• [What this task involves]
Write the records out once more, so that nothing differs from the original.

Dataset entries:

——————

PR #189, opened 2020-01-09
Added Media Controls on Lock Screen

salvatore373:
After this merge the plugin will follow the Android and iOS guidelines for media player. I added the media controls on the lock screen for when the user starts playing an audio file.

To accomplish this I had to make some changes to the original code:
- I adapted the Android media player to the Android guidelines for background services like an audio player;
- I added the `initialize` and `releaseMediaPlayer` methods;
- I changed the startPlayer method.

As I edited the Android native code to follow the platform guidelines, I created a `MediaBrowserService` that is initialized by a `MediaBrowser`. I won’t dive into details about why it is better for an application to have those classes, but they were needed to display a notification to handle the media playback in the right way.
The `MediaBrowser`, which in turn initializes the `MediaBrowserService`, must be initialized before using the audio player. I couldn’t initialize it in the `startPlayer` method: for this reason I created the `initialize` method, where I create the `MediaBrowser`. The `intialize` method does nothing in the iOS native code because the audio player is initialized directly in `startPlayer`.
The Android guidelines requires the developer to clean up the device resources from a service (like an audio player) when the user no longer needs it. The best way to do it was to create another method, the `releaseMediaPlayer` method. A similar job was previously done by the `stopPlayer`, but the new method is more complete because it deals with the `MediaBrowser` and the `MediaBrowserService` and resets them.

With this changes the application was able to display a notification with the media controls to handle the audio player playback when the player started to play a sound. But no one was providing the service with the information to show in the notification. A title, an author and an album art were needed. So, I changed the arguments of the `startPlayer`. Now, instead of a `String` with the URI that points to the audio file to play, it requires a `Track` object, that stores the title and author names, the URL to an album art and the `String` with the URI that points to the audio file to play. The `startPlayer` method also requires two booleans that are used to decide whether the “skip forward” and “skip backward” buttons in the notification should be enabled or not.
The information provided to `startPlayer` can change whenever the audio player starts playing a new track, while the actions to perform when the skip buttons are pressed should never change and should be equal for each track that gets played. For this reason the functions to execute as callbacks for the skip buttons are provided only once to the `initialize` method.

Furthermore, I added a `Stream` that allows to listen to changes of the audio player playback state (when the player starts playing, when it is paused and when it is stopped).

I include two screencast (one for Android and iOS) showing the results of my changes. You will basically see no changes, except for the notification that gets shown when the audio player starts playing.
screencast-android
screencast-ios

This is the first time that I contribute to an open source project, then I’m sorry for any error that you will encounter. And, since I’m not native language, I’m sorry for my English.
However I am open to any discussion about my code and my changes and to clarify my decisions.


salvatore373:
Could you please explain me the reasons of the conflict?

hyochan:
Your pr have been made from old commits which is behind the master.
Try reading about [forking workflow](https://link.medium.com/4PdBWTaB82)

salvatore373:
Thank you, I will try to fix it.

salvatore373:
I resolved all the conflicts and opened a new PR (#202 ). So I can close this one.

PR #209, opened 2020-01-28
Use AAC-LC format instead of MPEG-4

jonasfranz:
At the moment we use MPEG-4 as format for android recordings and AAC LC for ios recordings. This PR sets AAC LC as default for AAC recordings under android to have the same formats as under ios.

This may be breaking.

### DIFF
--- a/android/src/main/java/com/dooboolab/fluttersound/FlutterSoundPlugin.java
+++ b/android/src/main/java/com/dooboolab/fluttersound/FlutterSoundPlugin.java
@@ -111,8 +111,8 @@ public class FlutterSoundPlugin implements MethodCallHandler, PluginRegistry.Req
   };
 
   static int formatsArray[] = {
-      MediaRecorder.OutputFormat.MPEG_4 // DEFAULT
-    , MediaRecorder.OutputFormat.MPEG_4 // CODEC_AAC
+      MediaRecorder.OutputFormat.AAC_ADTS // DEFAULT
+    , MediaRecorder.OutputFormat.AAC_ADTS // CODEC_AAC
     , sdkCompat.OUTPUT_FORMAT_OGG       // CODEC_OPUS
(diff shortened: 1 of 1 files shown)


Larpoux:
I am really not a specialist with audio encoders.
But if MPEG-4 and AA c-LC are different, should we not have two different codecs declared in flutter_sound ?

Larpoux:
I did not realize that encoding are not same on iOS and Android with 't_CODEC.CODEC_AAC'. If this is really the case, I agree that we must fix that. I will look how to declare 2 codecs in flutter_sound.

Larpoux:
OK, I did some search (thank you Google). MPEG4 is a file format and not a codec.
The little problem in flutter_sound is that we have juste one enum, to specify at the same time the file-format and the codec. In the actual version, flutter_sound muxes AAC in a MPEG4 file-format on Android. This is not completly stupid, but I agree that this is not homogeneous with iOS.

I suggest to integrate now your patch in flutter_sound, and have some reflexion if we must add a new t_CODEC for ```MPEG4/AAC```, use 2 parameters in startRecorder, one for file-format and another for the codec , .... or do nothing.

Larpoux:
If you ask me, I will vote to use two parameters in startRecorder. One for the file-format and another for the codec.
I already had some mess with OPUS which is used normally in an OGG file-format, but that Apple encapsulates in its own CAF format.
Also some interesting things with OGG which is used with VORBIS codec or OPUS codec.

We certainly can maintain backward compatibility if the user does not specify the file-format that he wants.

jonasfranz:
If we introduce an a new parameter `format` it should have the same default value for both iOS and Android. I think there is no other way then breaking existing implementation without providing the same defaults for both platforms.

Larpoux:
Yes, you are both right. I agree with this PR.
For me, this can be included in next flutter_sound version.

——————

• [Your response]
PR #189, opened 2020-01-09
Added Media Controls on Lock Screen

salvatore373:
After this merge the plugin will follow the Android and iOS guidelines for media player. I added the media controls on the lock screen for when the user starts playing an audio file.

To accomplish this I had to make some changes to the original code:
- I adapted the Android media player to the Android guidelines for background services like an audio player;
- I added the `initialize` and `releaseMediaPlayer` methods;
- I changed the startPlayer method.

As I edited the Android native code to follow the platform guidelines, I created a `MediaBrowserService` that is initialized by a `MediaBrowser`. I won’t dive into details about why it is better for an application to have those classes, but they were needed to display a notification to handle the media playback in the right way.
The `MediaBrowser`, which in turn initializes the `MediaBrowserService`, must be initialized before using the audio player. I couldn’t initialize it in the `startPlayer` method: for this reason I created the `initialize` method, where I create the `MediaBrowser`. The `intialize` method does nothing in the iOS native code because the audio player is initialized directly in `startPlayer`.
The Android guidelines requires the developer to clean up the device resources from a service (like an audio player) when the user no longer needs it. The best way to do it was to create another method, the `releaseMediaPlayer` method. A similar job was previously done by the `stopPlayer`, but the new method is more complete because it deals with the `MediaBrowser` and the `MediaBrowserService` and resets them.

With this changes the application was able to display a notification with the media controls to handle the audio player playback when the player started to play a sound. But no one was providing the service with the information to show in the notification. A title, an author and an album art were needed. So, I changed the arguments of the `startPlayer`. Now, instead of a `String` with the URI that points to the audio file to play, it requires a `Track` object, that stores the title and author names, the URL to an album art and the `String` with the URI that points to the audio file to play. The `startPlayer` method also requires two booleans that are used to decide whether the “skip forward” and “skip backward” buttons in the notification should be enabled or not.
The information provided to `startPlayer` can change whenever the audio player starts playing a new track, while the actions to perform when the skip buttons are pressed should never change and should be equal for each track that gets played. For this reason the functions to execute as callbacks for the skip buttons are provided only once to the `initialize` method.

Furthermore, I added a `Stream` that allows to listen to changes of the audio player playback state (when the player starts playing, when it is paused and when it is stopped).

I include two screencast (one for Android and iOS) showing the results of my changes. You will basically see no changes, except for the notification that gets shown when the audio player starts playing.
screencast-android
screencast-ios

This is the first time that I contribute to an open source project, then I’m sorry for any error that you will encounter. And, since I’m not native language, I’m sorry for my English.
However I am open to any discussion about my code and my changes and to clarify my decisions.


salvatore373:
Could you please explain me the reasons of the conflict?

hyochan:
Your pr have been made from old commits which is behind the master.
Try reading about [forking workflow](https://link.medium.com/4PdBWTaB82)

salvatore373:
Thank you, I will try to fix it.

salvatore373:
I resolved all the conflicts and opened a new PR (#202 ). So I can close this one.

PR #209, opened 2020-01-28
Use AAC-LC format instead of MPEG-4

jonasfranz:
At the moment we use MPEG-4 as format for android recordings and AAC LC for ios recordings. This PR sets AAC LC as default for AAC recordings under android to have the same formats as under ios.

This may be breaking.

### DIFF
--- a/android/src/main/java/com/dooboolab/fluttersound/FlutterSoundPlugin.java
+++ b/android/src/main/java/com/dooboolab/fluttersound/FlutterSoundPlugin.java
@@ -111,8 +111,8 @@ public class FlutterSoundPlugin implements MethodCallHandler, PluginRegistry.Req
   };
 
   static int formatsArray[] = {
-      MediaRecorder.OutputFormat.MPEG_4 // DEFAULT
-    , MediaRecorder.OutputFormat.MPEG_4 // CODEC_AAC
+      MediaRecorder.OutputFormat.AAC_ADTS // DEFAULT
+    , MediaRecorder.OutputFormat.AAC_ADTS // CODEC_AAC
     , sdkCompat.OUTPUT_FORMAT_OGG       // CODEC_OPUS
(diff shortened: 1 of 1 files shown)


Larpoux:
I am really not a specialist with audio encoders.
But if MPEG-4 and AA c-LC are different, should we not have two different codecs declared in flutter_sound ?

Larpoux:
I did not realize that encoding are not same on iOS and Android with 't_CODEC.CODEC_AAC'. If this is really the case, I agree that we must fix that. I will look how to declare 2 codecs in flutter_sound.

Larpoux:
OK, I did some search (thank you Google). MPEG4 is a file format and not a codec.
The little problem in flutter_sound is that we have juste one enum, to specify at the same time the file-format and the codec. In the actual version, flutter_sound muxes AAC in a MPEG4 file-format on Android. This is not completly stupid, but I agree that this is not homogeneous with iOS.

I suggest to integrate now your patch in flutter_sound, and have some reflexion if we must add a new t_CODEC for ```MPEG4/AAC```, use 2 parameters in startRecorder, one for file-format and another for the codec , .... or do nothing.

Larpoux:
If you ask me, I will vote to use two parameters in startRecorder. One for the file-format and another for the codec.
I already had some mess with OPUS which is used normally in an OGG file-format, but that Apple encapsulates in its own CAF format.
Also some interesting things with OGG which is used with VORBIS codec or OPUS codec.

We certainly can maintain backward compatibility if the user does not specify the file-format that he wants.

jonasfranz:
If we introduce an a new parameter `format` it should have the same default value for both iOS and Android. I think there is no other way then breaking existing implementation without providing the same defaults for both platforms.

Larpoux:
Yes, you are both right. I agree with this PR.
For me, this can be included in next flutter_sound version.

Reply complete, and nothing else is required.